Le titre fait transparaître 3 éléments :

  • « Cold Reading«  se réfère a une technique utilisée, consciemment ou non, pour extraire un maximum d’informations correctes sur la personne en face nous en un temps très court. Les astrologues le maîtrisent parfaitement, mais un vendeur de cassoulet pourra également l’utiliser de manière automatique pour parvenir à ses fins (en l’occurrence, vendre son cassoulet).
  • « …in counselling and Psychotherapy » donne l’orientation du livre. Pas question ici de tarot, de divination ou d’astrologie, c’est bien de thérapie (et donc de soin objectif) dont il sera question.
  • « Becoming the Projected Archetype » se réfère à l’appartenance à la pensée Jungienne.

Voilà qui nous donne une bonne idée de ce que l’on va trouver dedans.

Ainsi, l’auteur passe la première moitié du livre a se dédouaner d’utiliser des techniques « mystiques » en psychothérapie et à souligner l’importance de la bienveillance du thérapeute. Ces puissantes techniques, nous prévient l’auteur, peuvent être destructrices si elles sont utilisées à de mauvaises fins.

S’en suit une description, assez claire et précise il faut l’avouer, de quelques techniques et des failles psychologiques sur lesquelles elles sont basées :

  • Exploiter l’effet placébo.
  • Les énoncés « Barnum » : des propositions donnant l’impression d’être personnelles alors qu’elles s’appliquent à tout le monde (cf. les prédictions astrologiques).
  • La « pêche » (fishing) : faire une suggestion en espérant qu’elle ait une signification pour quelqu’un.
  • Les « silences féconds » (pregnant pauses) : maintenir le silence qui entraîne le patient à livrer des éléments importants.
  • La détection de patterns : comment mettre a profit le biais humain qui consiste à voir du sens, une signification ou un pattern dans des éléments a priori sans relation.
  • La lecture à froid thérapeutique : utiliser la lecture à froid de manière positive.

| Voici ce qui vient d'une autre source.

PR #1064, opened 2026-08-25
feat(drive): probe — the third port verb — and the 063 miscitation that promised a fence the schema does not have (P1+P2)

chrisrogers37:
Epic: `shared/planning/active/2026-08-25-gdrive-credential-and-connect-flow-epic.md`, phases **P1 and P2**.

**Both phases ride in one PR — flagging that up front so a prose change arriving with a new verb is not a surprise.** They are independent (different files, no shared code) and I bundled them because main moved five times today and two PRs means two CHANGELOG conflicts. Review them separately; P1 is three paragraphs of docstring, P2 is the verb.

---

## P1 — the `063` miscitation

`drive_credentials.py` cited migration `063`'s header as asserting that `ig_login_oauth.store_credential` is the only INSERT site into `oauth_credentials`. Wrong on both halves, and I re-derived it from the primary source rather than inheriting navi's finding:

- **`063` guards the refresh-clock QUERY, not the INSERT.** Its one clause is `AND provider = 'ig_login'` at `063:127`, inside `fn_clock_tick`'s `WITH due AS (SELECT … FROM oauth_credentials WHERE state='active' AND next_refresh_at …)`. That CTE feeds an `INSERT INTO jobs`. Nothing in the file touches an INSERT into `oauth_credentials`.
- **`063` does not assert the property; it records a dated observation and then contradicts the fence reading.** Verbatim: *"verified 2026-08-22 — one INSERT site in the whole tree"*, and two paragraphs later *"the row is INSERTABLE the moment a gdrive credential writer lands"*.

**The conclusion survives; the guarantee does not.** Re-verified 2026-08-25: one INSERT site in `src/` (`ig_login_oauth.py`), three more under `tests/`. So `063`'s whole-tree figure is *already stale* — which is the point of the phase rather than an aside. An empirical claim stays true only until someone writes a second INSERT; a structural one stays true by construction. Nothing here is structural: `ck_credentials_provider` admits `'gdrive'` (054:198) and no constraint, trigger or grant stops the row.

The docstring now says the INSERT is **UNFENCED** and the claim is **EMPIRICAL**.

Per the epic's checklist:

```
$ grep -n "063" src/services/target/drive_credentials.py
31: **An earlier version of this docstring cited migration `063` as asserting the
32: single-INSERT-site property, and that citation was wrong** (navi). `063` guards
57: **And gdrive being outside `063`'s refresh clock is a DECISION, not the gap the
58: paragraph above might read as.** Fork F3 is locked (b): the `063` fence stays
```

Lines 57-58 are the F3 note. Explaining what `063`'s clause *does* makes gdrive's absence from the refresh clock visible, and left unqualified that reads as a gap someone would "fix" by widening the provider filter. F3 (b) is locked, so it is recorded as deliberate exclusion — `next_refresh_at` NULL by design, minting on the read path. **That is a pointer, not P6**: I did not touch `063` itself.

## P2 — `probe`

En conclusion, pourtant bien que mieux que ce à quoi je m’attendais, c’est un livre que je ne conseille pas. Il existe de meilleurs ouvrages, aussi bien sur la psychologie analytique Jungienne que sur les techniques dites de « mentalisme ». Pour ce qui est de leur application en thérapie, c’est une bonne initiative que d’en parler, mais elles méritent une vraie description basée sur des travaux scientifiques, première étape pour aboutir à leur utilisation « laïque » (neutre vis-à-vis de tout courant intellectuel) et véritablement saine.